American multinational confectionery, food, beverage and snack food company Mondelez, the parent company of the Cadbury brand, blamed costs associated with the production of its chocolate spiking, as it reduced the bars’ size from 200g to 180g.

They are still typically being sold at £2 despite the downsizing of their product. The company said the move was the first for that size of Dairy Milk bar in a decade. Whilst that might be true, in 2020, the company was accused of “shrinkflation” – reducing the size of a product while keeping the price the same – simply to boost profits.

At the time, Cadbury chocolate bars sold in multipacks, including popular treats like Crunchies, Twirls and Wispas, were “reduced in size to reduce their calorie count”, Mondelez said.

Shrinkflation is also good for the government. If an average-sized loaf of bread is reduced from 400 grams to 380 grams and the price stays the same – inflation calculations are such that a loaf of bread, not its weight is calculated. In saying that – a ‘typical’ loaf of bread is not the same as one litre of milk.

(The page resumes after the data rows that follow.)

PR #32, opened 2016-10-18
Tickets/dm 7791

n8pease:


python/lsst/daf/persistence/butler.py
```diff
@@ -822,11 +828,50 @@ def dataRef(self, datasetType, level=None, dataId={}, **rest):
...
-        self.log.debug("Starting read from %s", location)
-        results = location.repository.read(location)
-        if len(results) == 1:
-            results = results[0]
-        self.log.debug("Ending read from %s", location)
+        """Unpersist an object using data inside a butlerLocation object.
+
+        A weakref to loaded objects is cached here. If the object specified by the butlerLocaiton has been
+        loaded before and still exists then the object will not be re-read. A ref to the already-existing
+        object will be reutrned instead.
```
TallJimbo: typo: `reutrned`.

python/lsst/daf/persistence/butler.py
```diff
@@ -822,11 +828,50 @@ def dataRef(self, datasetType, level=None, dataId={}, **rest):
...
+            except AttributeError: # if it's not,
+                usedDataId = butlerLocation.usedDataId # assume it's a raw dict.
+            return hash((butlerLocation.pythonType, butlerLocation.cppType, butlerLocation.storageName,
+                         id(butlerLocation.mapper), id(butlerLocation.storage),
+                         tuple(butlerLocation.locationList), json.dumps(usedDataId),
+                         butlerLocation.datasetType))
+
+        locationHash = hasher(location)
+        if locationHash in self.objectCache:
+            results = self.objectCache[locationHash]
```
TallJimbo: I'm sure it doesn't matter in this case, but since code is sometimes copied, a more efficient pattern (only one dict lookup) for this is:
```
results = self.objectCache.get(locationHash, None)
if results is not None:
    ...
```

python/lsst/daf/persistence/butler.py
```diff
@@ -822,11 +828,50 @@ def dataRef(self, datasetType, level=None, dataId={}, **rest):
...
+        def hasher(butlerLocation):
+            """Hash a butler location for use as a key in the object cache."""
+            try: # is the dataId a daf_persistence.Policy?
+                usedDataId = butlerLocation.usedDataId.data # if so, fetch the dict
+            except AttributeError: # if it's not,
+                usedDataId = butlerLocation.usedDataId # assume it's a raw dict.
+            return hash((butlerLocation.pythonType, butlerLocation.cppType, butlerLocation.storageName,
+                         id(butlerLocation.mapper), id(butlerLocation.storage),
+                         tuple(butlerLocation.locationList), json.dumps(usedDataId),
+                         butlerLocation.datasetType))
```
TallJimbo: It might be worthwhile to move this to a `ButlerLocation` method so it can be used elsewhere.  I think we may want to cache objects in `put` as well, for instance (I can definitely think of use cases for that, though I haven't thought hard about any problems it might create).

python/lsst/daf/persistence/butler.py
```diff
@@ -822,11 +828,48 @@ def dataRef(self, datasetType, level=None, dataId={}, **rest):
...
+            be fetched from the object cache (if it has already been read before).
+        """
+        def hasher(butlerLocation):
+            """Hash a butler location for use as a key in the object cache."""
+            try: # is the dataId a daf_persistence.Policy?
+                usedDataId = butlerLocation.usedDataId.data # if so, fetch the dict
+            except AttributeError: # if it's not,
+                usedDataId = butlerLocation.usedDataId # assume it's a raw dict.
+            return hash((butlerLocation.storageName, id(butlerLocation.mapper), id(butlerLocation.storage),
+                         tuple(butlerLocation.locationList), json.dumps(usedDataId),
```
brianv0: I'm not 100% sure that you'll get reproducible hashes if you do this with Python 3 unless usedDataId is an OrderedDict or something. Maybe @timj can comment.

python/lsst/daf/persistence/butler.py
```diff
@@ -822,11 +828,48 @@ def dataRef(self, datasetType, level=None, dataId={}, **rest):
...
+
+        Returns
+        -------
+        object - an instance of the object specified by the butlerLoction.
+            The object specified by the butlerLocation will either be loaded from persistent storage or will
+            be fetched from the object cache (if it has already been read before).
+        """
+        def hasher(butlerLocation):
+            """Hash a butler location for use as a key in the object cache."""
+            try: # is the dataId a daf_persistence.Policy?
```
ktlim: How does usedDataId (which looks to be documented as a dict and created as a new dict each time) get to be a Policy?

python/lsst/daf/persistence/butler.py
ktlim: Yes, I think you need to ensure the ordering of the usedDataId.  You may have to go via another tuple (in which case json may not be needed?).

python/lsst/daf/persistence/butlerLocation.py
```diff
@@ -93,7 +93,42 @@ class ButlerLocation(yaml.YAMLObject):
...
+    pythonType - string or class instance
+        This is the type of python object that should be created when reading the location.
+
+    cppType - string or None
+        The type of cpp object represented by the location (optional, may be None)
+
+    storageName - string
+        The type of storage the object is in or should be place into.
+
+    locationList - list of string
```
ktlim: With the new component infrastructure, it seems to me that the previous uses of multiple entries in locationList are now obsolete and it could be renamed locationURI.

PR #37, opened 2016-10-27
fix unittests for pytest

n8pease:


tests/DbAuth.py
```diff
@@ -38,12 +38,11 @@ class DbAuthTestCase(unittest.TestCase):
     """A test case for DbAuth."""
 
     def setUp(self):
-        self.pol = Policy(os.path.join(ROOT, "testDbAuth.paf"))
```
n8pease: it was nonsensical to keep self.pol here; DbAuth has a static shared ptr where it gets kept, and calling reset releases/deletes it.

timj: That was me misunderstanding things when I tried to fix a leak in 26518a12bda179b6b86a2afd7bd1b7e285be3fed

Currently, around 180,000 separate price quotations are collected every month in order to compile the RPI and CPI indices. They cover over 720 representative consumer goods and services. These prices are collected in around 140 locations across the UK. The ONS manages this monthly calculation.

Shrinkflation is not a product of your imagination and it does contribute to the overall household cost of living increases. Toilet rolls really did have more sheets of tissue, cereal boxes contained more and even the gaps between Toblerone’s chocolate peaks were smaller. In fact, Mondelez faced legal action in the US in 2017 over creating more space between the peaks of Toblerone chocolate bars.

Many of the products we shop for come from transnational corporations operating in countries all around the world – and they use the same shrinkflation tricks to a greater or lesser degree. For instance, in the USA, Cottonelle toilet paper, made by Kimberly-Clark, recently shrank mega rolls from 340 one-ply sheets to 312 sheets and Cottonelle’s soft version dropped from 284 two-ply sheets to 268 sheets.

It makes no difference how companies label it, shrinkflation is effectively a price increase and it does nothing but deceives consumers, who end up buying more to make up for the shortfall and an increased cost. It is needless to say that shrinkflation disproportionately affects consumers with lower disposable incomes.